Le Università di Pavia e di Bologna hanno dimostrato che Gdue, originato da due alghe marine, riduce il livello di glicemia sotto il valore di 100 milligrammi/ decilitro.

In Europa il diabete è un grave problema di sanità pubblica, in Italia interessa 3 milioni e 200 mila persone e lo stato di pre-diabete è spesso sottovalutato. Il Gdue preparato nutraceutico dalle alghe marine Ascophyllum Nodosum, Fucus Vesiculosus con aggiunta di cromo picolinato, ha dimostrato di essere efficace nel ridurre i livelli di glicemia e di infiammazione nel sangue.

I risultati dello studio italiano

Il pre-diabete, corrispondente a livelli di glicemia superiore alla soglia di 100 mg/dl, è una condizione su cui intervenire tempestivamente per evitare l’insorgenza del diabete e il peggioramento dello stato di salute, generalmente il medico consiglia di cambiare lo stile di vita, modificando la dieta e aumentando gli esercizi di attività fisica moderata.

Il gruppo di ricercatori italiani delle Università di Pavia e di Bologna guidati dal dottore Giuseppe Derosa, Responsabile del Centro Universitario di Diabetologia, Malattie Metaboliche e Dislipidemie dell’Università di Pavia, presso il Policlinico San Matteo, hanno condotto una ricerca su 65 persone non ancora colpite da diabete ma con livelli alti di glucosio nel sangue pari a 100 e 125 mg/dl. I partecipanti hanno assunto Gdue a base di alghe marine tre volte al giorno prima dei pasti, dopo tre e sei mesi sono stati sottoposti ad analisi emato-chimici e in tutti i casi di pre-diabete il valore della glicemia è sceso sotto il livello limite di 100 mg/dl. Il gruppo di ricercatori italiani ha così dimostrato l’efficacia del composto nutraceutico derivato da due alghe marine nel far ritornare i livelli di glucosio nel sangue al di sotto del limite soglia di 100 milligrammi per decilitro e quindi ristabilire un valore normale di glicemia.

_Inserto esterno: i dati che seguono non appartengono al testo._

PR #5568, opened 2025-08-13
ctl_conversationsdb.c: add --force

rjbs:
This will bypass the short-circuiting "already on latest version" behavior of -U.


imap/ctl_conversationsdb.c
```diff
@@ -1124,6 +1122,7 @@ int main(int argc, char **argv)
         { "recursive", no_argument, NULL, 'r' },
         { "undump", no_argument, NULL, 'u' },
         { "upgrade", no_argument, NULL, 'U' },
+        { "force", no_argument, NULL, 'f' },
```
wolfsage: The --help usage needs updating too (in this same file) to mention --force and how -U / -R behave or don't with/without it

rjbs: Fixed.

brong (approved):

PR #5570, opened 2025-08-13
lmtp_sieve.c: auditlog successful vacation autoresponses

ksmurchison:


imap/lmtp_sieve.c
```diff
@@ -2120,6 +2120,14 @@ static int send_response(void *ac, void *ic,
...
         prometheus_increment(CYRUS_LMTP_SIEVE_AUTORESPOND_SENT_TOTAL);
 
+        syslog(LOG_INFO, "sieve autoresponded: %s to: %s",
+               md->id ? md->id : "<nomsgid>", src->addr);
+        if (config_auditlog) {
+            syslog(LOG_NOTICE,
+                   "auditlog: vacation response sessionid=<%s> message-id=%s target=<%s> userid=<%s>",
+                   session_id(), md->id ? md->id : "<nomsgid>", src->addr, ctx->userid);
+        }
+
```
wolfsage, line 2141: Nice thanks. I think it'd be useful to add in the from address since those can be configured by the sieve. What do you think?

wolfsage: I think we'd also want the outmsgid so we can tie this to other logs easily

wolfsage (changes requested):

rjbs (commented):
I agree with Matthew: nice, and 1-2 more bits of data make it more useful.

imap/lmtp_sieve.c
```diff
@@ -2120,6 +2120,14 @@ static int send_response(void *ac, void *ic,
 
         prometheus_increment(CYRUS_LMTP_SIEVE_AUTORESPOND_SENT_TOTAL);
 
+        syslog(LOG_INFO, "sieve autoresponded: %s to: %s",
+               md->id ? md->id : "<nomsgid>", src->addr);
+        if (config_auditlog) {
+            syslog(LOG_NOTICE,
```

Azione efficace in situazioni di pre-diabete

Il dottore Giuseppe Derosa sottolinea la necessità di intervenire nei casi di glicemia alta, prima della diagnosi di diabete. La nutraceutica può contrastare l’epidemia di diabete che ogni anno determina oltre 50 mila ricoveri ospedalieri, sicuramente la dieta e l’esercizio fisico moderato sono fondamentali nella prevenzione della patologia, ma a volte il cambiamento dello stile di vita non basta. Gdue originato da alghe marine potrebbe essere una efficace proposta per agire in modo efficace e ridurre l’insorgenza di nuovi casi di diabete.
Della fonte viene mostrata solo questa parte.